What do you like and dislike about CSS preprocessors?
CSSThe short answer
Preprocessors like Sass added features that CSS badly needed — variables, nesting, and reusable mixins. But they also introduced complexity: a build step, debugging difficulty, and temptation to over-nest. Now that CSS has native variables and nesting, the case for preprocessors is weaker than it used to be.
What I like
- Variables made it easy to maintain consistent colors, spacing, and fonts across a large codebase
- Nesting let you write styles that mirror the HTML structure, making them easier to read
- Mixins allowed reusable style blocks, reducing repetition
- Partials and imports helped organize large stylesheets into manageable files
What I dislike
- Build step — you cannot just open the CSS file and edit it. You need a compiler running
- Deep nesting — it is easy to nest too deep, creating overly specific selectors that are hard to override
- Debugging — the CSS in the browser does not match your source files. Source maps help, but it adds complexity
- Team dependency — everyone needs to know the preprocessor syntax
The shift to native CSS
Many preprocessor features now exist in native CSS:
- CSS custom properties replace Sass variables (and they are more powerful because they work at runtime)

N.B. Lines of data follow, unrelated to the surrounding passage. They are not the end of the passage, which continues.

PR #782, opened 2026-07-10
Add patch activation callback

Sushisource:
## What was changed

Added an experimental `TemporalWorkerOptions.PatchActivationCallback` that lets a worker decide whether the first newly encountered, non-replay `Workflow.Patched` call activates a patch.

The callback receives workflow information and the patch ID. Its boolean decision is memoized for the workflow run. Declined patches return `false` without recording a marker, while replay, existing history markers, and deprecated patches retain their existing behavior.

This ports the behavior introduced by https://github.com/temporalio/sdk-ruby/pull/481.

The work is intentionally split into two commits:

1. `Add patch activation callback` contains only the callback API, plumbing, activation semantics, and rollout tests.
2. `Harden read-only workflow contexts` makes the callback read-only and completes the workflow context's read-only enforcement. This includes guarding nested patches, workflow metadata and handler mutation, continue-as-new, and patch calls from queries and update validators.

> [!NOTE]
> We can drop the second commit if it feels like too much to put in the PR, but, it's done and I think adds some nice safety. 

## Why?

This allows workflow changes using `Workflow.Patched` to roll out gradually without every new-code worker immediately recording a marker that older workers cannot replay.

Keeping the read-only hardening in a subsequent commit separates the callback's intended behavior from the broader workflow-context consistency fixes discovered during review.

## Testing

- .NET SDK build across all target frameworks with zero warnings
- First callback-only commit independently formatted and tested
- 21 focused callback, read-only, mutation, handler, query, and update-validator cases
- Changed-file formatting verification
- Diff and sdk-core submodule cleanliness checks

### DIFF
--- a/CHANGELOG.md
+++ b/CHANGELOG.md
@@ -32,6 +32,10 @@ to docs, or any other relevant information.
   connections now compress outbound requests and accept gzip-compressed responses by default. If the remote
   service does not support gzip compression, the connection is downgraded to uncompressed requests. Set it
   to `GrpcCompression.None` to opt out.
+- Added AWS Lambda worker support packages, including OpenTelemetry helpers for Lambda workers.
+- Added the experimental `TemporalWorkerOptions.PatchActivationCallback`, allowing workers to
+  decide whether a first non-replay `Workflow.Patched` call should activate a patch during rolling
+  deployments.
 
 ### Fixed
 
--- a/CHANGELOG.md
+++ b/CHANGELOG.md
@@ -19,6 +19,18 @@ to docs, or any other relevant information.
 
 ## [Unreleased]
 
+### Added
+
+- Added the experimental `TemporalWorkerOptions.PatchActivationCallback`, allowing workers to
+  decide whether a first non-replay `Workflow.Patched` call should activate a patch during rolling
+  deployments.
+
+### Changed
+
+- Hardened read-only workflow context enforcement so queries, update validators, and patch activation
+  callbacks cannot mutate handlers or workflow details, invoke patches, or schedule workflow work.
+  Patch activation callbacks also cannot use workflow randomness or issue workflow commands.
+
 ### [1.17.0] - 2026-07-13
 
 ### Added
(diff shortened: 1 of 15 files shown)


CHANGELOG.md
```diff
@@ -32,6 +32,10 @@ to docs, or any other relevant information.
   connections now compress outbound requests and accept gzip-compressed responses by default. If the remote
   service does not support gzip compression, the connection is downgraded to uncompressed requests. Set it
   to `GrpcCompression.None` to opt out.
+- Added AWS Lambda worker support packages, including OpenTelemetry helpers for Lambda workers.
```
jmaeagle99: Looks to be accidentally duplicated. Please remove.

CHANGELOG.md
```diff
@@ -32,6 +32,10 @@ to docs, or any other relevant information.
...
+- Added the experimental `TemporalWorkerOptions.PatchActivationCallback`, allowing workers to
```
jmaeagle99: Please move to Unreleased section.

src/Temporalio/Worker/WorkflowInstance.cs
```diff
@@ -403,14 +441,26 @@ public object Instance
         /// </summary>
         internal Action<string> AssertValidLocalActivity { get; private init; }
 
+        /// <inheritdoc/>
+        public void AssertNotReadOnly(string operation)
+        {
+            if (contextFrozen || inQueryOrValidator)
```
jmaeagle99, line 447: I think the hardening is fine to add, but maybe add something in the changelog to raise that this is intentionally being checked, especially for queries and validators.

src/Temporalio/Worker/WorkflowInstance.cs
```diff
@@ -444,13 +494,33 @@ public ExternalWorkflowHandle<TWorkflow> GetExternalWorkflowHandle<TWorkflow>(
         /// <inheritdoc />
         public bool Patch(string patchId, bool deprecated)
         {
+            AssertNotReadOnly("patch");
```
jmaeagle99:
```suggestion
            AssertNotReadOnly(deprecated ? "deprecate patch" : "create patch");
```

jmaeagle99 (approved):
Few minor comments but looks good overall.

- CSS nesting is now supported in modern browsers
@layerhelps manage specificity@scopeprovides scoping
For new projects, you might not need a preprocessor at all. For existing projects that already use Sass, there is no urgent reason to migrate away.
Interview Tip
This is an opinion question. Have a balanced view — acknowledge that preprocessors were valuable and explain what they added, but also mention that native CSS is catching up. "I used Sass for years and appreciated variables and nesting, but for new projects I lean toward native CSS with PostCSS" is a well-rounded answer.
Why interviewers ask this
This tests your CSS experience and your ability to evaluate tools critically. Interviewers want to hear a nuanced opinion, not just "I like it" or "I do not like it." Having opinions about CSS tools shows you have used them enough to form those opinions.